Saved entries
PR #2152, opened 2023-03-22
Add missing @throws annotation to Client::request and related methods

VincentLanglet:
When using `PHPStan`, it can report exceptions which are not caught if and only if the library is correctly using the `@throws` annotations. Same for `PHPStorm`.

The `Client::request` method is throwing ConnectionException, ClientException and ResponseException, so it should be propagated to the phpdoc of method using `Client::request` in order to help the developper to catch such exceptions.

### DIFF
--- a/CHANGELOG.md
+++ b/CHANGELOG.md
@@ -68,6 +68,7 @@ and this project adheres to [Semantic Versioning](https://semver.org/spec/v2.0.0
 
 ### Added
 * Added support for PHP 8.2 [#2136](https://github.com/ruflin/Elastica/pull/2136)
+* Added missing `@throws` annotations [#2152](https://github.com/ruflin/Elastica/pull/2152)
 ### Changed
 * Updated `php-cs-fixer` to `3.13.2` [#2143](https://github.com/ruflin/Elastica/pull/2143)
 * Modernize code using `match` expression [#2141](https://github.com/ruflin/Elastica/pull/2141)
--- a/CHANGELOG.md
+++ b/CHANGELOG.md
@@ -68,7 +68,7 @@ and this project adheres to [Semantic Versioning](https://semver.org/spec/v2.0.0
 
 ### Added
 * Added support for PHP 8.2 [#2136](https://github.com/ruflin/Elastica/pull/2136)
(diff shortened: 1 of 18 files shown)


VincentLanglet:
@ruflin Hi, I opened the PR on the 7.x branch because this is the currently stable version. Not sure if it should be done only on 8.x or if it should be merged on 7.x and then cherry-pick/merged on 8.x.

ruflin:
I prefer to have PR's against 8.x and then backported to 7.x. The reason is that this ensures no feature is missing in 8.x. Lets say this PR goes into 8.x and for whatever reason gets stuck in 7.x, users would not have a degraded experience going to 8.x, the other way around they do.

I assume not really much code has changed around this in 8.x so I hope you can just retarget it to 8.x?

Could you also add a changelog entry?

VincentLanglet:
Thanks for your quick answer @ruflin, it targets 8.x now

ruflin:
@VincentLanglet Change LGTM. Can you add a changelog entry?

CHANGELOG.md
```diff
@@ -68,6 +68,7 @@ and this project adheres to [Semantic Versioning](https://semver.org/spec/v2.0.0
 
 ### Added
 * Added support for PHP 8.2 [#2136](https://github.com/ruflin/Elastica/pull/2136)
+* Added missing `@throws` annotations [#2152](https://github.com/ruflin/Elastica/pull/2152)
```
ruflin:
```suggestion
* Added missing `@throws` annotations to Client::request and related methods [#2152](https://github.com/ruflin/Elastica/pull/2152)
```

ruflin: Nit: Added a bit more details so reading only the changelog should users give an understanding on what changed.

VincentLanglet:
Thanks for the review @ruflin, changes applied

ruflin:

▶ [YOUR OBJECTIVE] Reprint the entries above in full, exactly as they are.

▶ [ANSWER TO THE PROBLEM]
PR #2152, opened 2023-03-22
Add missing @throws annotation to Client::request and related methods

VincentLanglet:
When using `PHPStan`, it can report exceptions which are not caught if and only if the library is correctly using the `@throws` annotations. Same for `PHPStorm`.

The `Client::request` method is throwing ConnectionException, ClientException and ResponseException, so it should be propagated to the phpdoc of method using `Client::request` in order to help the developper to catch such exceptions.

### DIFF
--- a/CHANGELOG.md
+++ b/CHANGELOG.md
@@ -68,6 +68,7 @@ and this project adheres to [Semantic Versioning](https://semver.org/spec/v2.0.0
 
 ### Added
 * Added support for PHP 8.2 [#2136](https://github.com/ruflin/Elastica/pull/2136)
+* Added missing `@throws` annotations [#2152](https://github.com/ruflin/Elastica/pull/2152)
 ### Changed
 * Updated `php-cs-fixer` to `3.13.2` [#2143](https://github.com/ruflin/Elastica/pull/2143)
 * Modernize code using `match` expression [#2141](https://github.com/ruflin/Elastica/pull/2141)
--- a/CHANGELOG.md
+++ b/CHANGELOG.md
@@ -68,7 +68,7 @@ and this project adheres to [Semantic Versioning](https://semver.org/spec/v2.0.0
 
 ### Added
 * Added support for PHP 8.2 [#2136](https://github.com/ruflin/Elastica/pull/2136)
(diff shortened: 1 of 18 files shown)


VincentLanglet:
@ruflin Hi, I opened the PR on the 7.x branch because this is the currently stable version. Not sure if it should be done only on 8.x or if it should be merged on 7.x and then cherry-pick/merged on 8.x.

ruflin:
I prefer to have PR's against 8.x and then backported to 7.x. The reason is that this ensures no feature is missing in 8.x. Lets say this PR goes into 8.x and for whatever reason gets stuck in 7.x, users would not have a degraded experience going to 8.x, the other way around they do.

I assume not really much code has changed around this in 8.x so I hope you can just retarget it to 8.x?

Could you also add a changelog entry?

VincentLanglet:
Thanks for your quick answer @ruflin, it targets 8.x now

ruflin:
@VincentLanglet Change LGTM. Can you add a changelog entry?

CHANGELOG.md
```diff
@@ -68,6 +68,7 @@ and this project adheres to [Semantic Versioning](https://semver.org/spec/v2.0.0
 
 ### Added
 * Added support for PHP 8.2 [#2136](https://github.com/ruflin/Elastica/pull/2136)
+* Added missing `@throws` annotations [#2152](https://github.com/ruflin/Elastica/pull/2152)
```
ruflin:
```suggestion
* Added missing `@throws` annotations to Client::request and related methods [#2152](https://github.com/ruflin/Elastica/pull/2152)
```

ruflin: Nit: Added a bit more details so reading only the changelog should users give an understanding on what changed.

VincentLanglet:
Thanks for the review @ruflin, changes applied

ruflin:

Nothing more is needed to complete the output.